In the above we see the NGramCachedGraphComparator class, which knows how to efficiently compare two n-gram graphs. It returns a GraphSimilarity object, which contains information on the Value Similarity, Containment (also termed Co-occurrence) Similarity and Size Similarity.

The Normalized Value Similarity can be calculated as follows:

```double NVS = (gs.SizeSimilarity == 0.0) ? 0.0 : gs.ValueSimilarity / gs.SizeSimilarity; ```

taking into account the case where at least one of the graphs is of zero size.

If we print out the NVS of our examples, we get a value around:

`0.8750000000000004`

## Creating a graph from a document set

Consider the case where we have a set of documents, each contained in a given file. We would like to create a representative graph of all the documents. To do this we will use the update operator of the n-gram graphs, which is implemented in the merge method of the DocumentNGramGraph class.

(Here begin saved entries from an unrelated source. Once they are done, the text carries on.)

PR #229, opened 2021-09-24
Add support for Rocky Linux 8

darxriggs:


darxriggs:
It looks like that the same test failure is present for all tests. It is unrelated to this change (also present in other PRs) and should be fixed separately.

```
TASK [Exit playbook when there's not enough unused disks in the system] ********
fatal: [sut]: FAILED! => {
    "changed": false
}

MSG:

Unable to find enough unused disks. Exiting playbook.
	to retry, use: --limit @/tmp/tests_volume_relabel.retry
```

richm:
> It looks like that the same test failure is present for all tests. It is unrelated to this change (also present in other PRs) and should be fixed separately.
> 
> ```
> TASK [Exit playbook when there's not enough unused disks in the system] ********
> fatal: [sut]: FAILED! => {
>     "changed": false
> }
> 
> MSG:
> 
> Unable to find enough unused disks. Exiting playbook.
> 	to retry, use: --limit @/tmp/tests_volume_relabel.retry
> ```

Let us say that we have the filenames of the documents in a List<String> variable. We can create the representative graph as follows.

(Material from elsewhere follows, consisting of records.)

PR #230, opened 2021-09-25
Improve wording

darxriggs:


README-devel.md
```diff
@@ -43,7 +42,7 @@ There are unit tests for the embedded modules in `tests/unit/` and integration
 tests for the role in `tests/`.
 
 ## Running Tests
-All of the integration tests are designed to use extra/unused disks in a vm.
+All the integration tests are designed to use extra/unused disks in a vm.
```
richm, line 45: I prefer `All of`

README.md
```diff
@@ -50,7 +50,7 @@ This is a list of volumes that belong to the current pool. It follows the
 same pattern as the `storage_volumes` variable, explained below.
 
 ##### `encryption`
-This specifies whether or not the pool will be encrypted using LUKS.
+This specifies whether the pool will be encrypted using LUKS.
```
richm, line 53: I would prefer "This specifies that the pool . . ." - I prefer indicative rather than conditional or subjunctive

README.md
```diff
@@ -138,7 +138,7 @@ When type is `raid` specifies RAID chunk size as a string, e.g.: '512 KiB'.
 Chunk size has to be multiple of 4 KiB.
 
 ##### `encryption`
-This specifies whether or not the volume will be encrypted using LUKS.
+This specifies whether the volume will be encrypted using LUKS.
```
richm, line 141: I would prefer "This specifies that the pool . . ." - I prefer indicative rather than conditional or subjunctive

README.md
```diff
@@ -162,7 +162,7 @@ This integer specifies the LUKS key size (in bits).
 This integer specifies the LUKS version to use.
 
 ##### `deduplication`
-This specifies whether or not the Virtual Data Optimizer (VDO) will be used.
+This specifies whether the Virtual Data Optimizer (VDO) will be used.
```
richm, line 165: I would prefer "This specifies that the pool . . ." - I prefer indicative rather than conditional or subjunctive

README.md
```diff
@@ -171,7 +171,7 @@ Limit one VDO `storage_volume` per `storage_pool`.
 Underlying volume has to be at least 9 GB (bare minimum is around 5 GiB).
 
 ##### `compression`
-This specifies whether or not the Virtual Data Optimizer (VDO) will be used.
+This specifies whether the Virtual Data Optimizer (VDO) will be used.
```
richm, line 174: I would prefer "This specifies that the pool . . ." - I prefer indicative rather than conditional or subjunctive

README.md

```List<String> lsFiles = ...; // We keep count of how many merges have been performed int iMergeCnt = 0; for (String sCurFile: lsFiles) { // Create graph for current file DocumentNGramSymWinGraph dgCur = new DocumentNGramSymWinGraph(); try { dgCur.loadDataStringFromFile(sCurFile); if (dgRepresentative == null) // First merge: initialization dgRepresentative = dgCur; else // Consecutive merges, use the learning factor as indicated in the literature dgRepresentative.merge(dgCur, (1.0 / (1.0 + iMergeCnt))); iMergeCnt++; } catch (IOException ex) { Logger.getLogger(FirstSteps.class.getName()).log(Level.SEVERE, null, ex); return; } } ```

The resulting n-gram graph will be representative of the whole set of documents.

## The utils package: experience coded

You may want to take a look at the functions in the gr.demokritos.iit.jinsect.utils class. It is full of things that I have repeatedly needed to use and have coded there.

For example, the method graphToDot allows creating the DOT representation of an n-gram graph. This textual representation can be combined with the GraphViz library to create an image of a graph (as I have done above).

In our previous example, try calling:

`System.out.println(utils.graphToDot(dgFirstGraph.getGraphLevel(0), true));` to get the DOT format representation of the graph. The true parameter indicates that we expect the graph to be directed

The getGraphLevel(0) method asks for the first n-gram graph from the set of n-gram graphs in dgFirstGraph. In the case where dgFirstGraph was initialized to contain graphs of ranks between 1 to 5, it would return the 1-gram graph.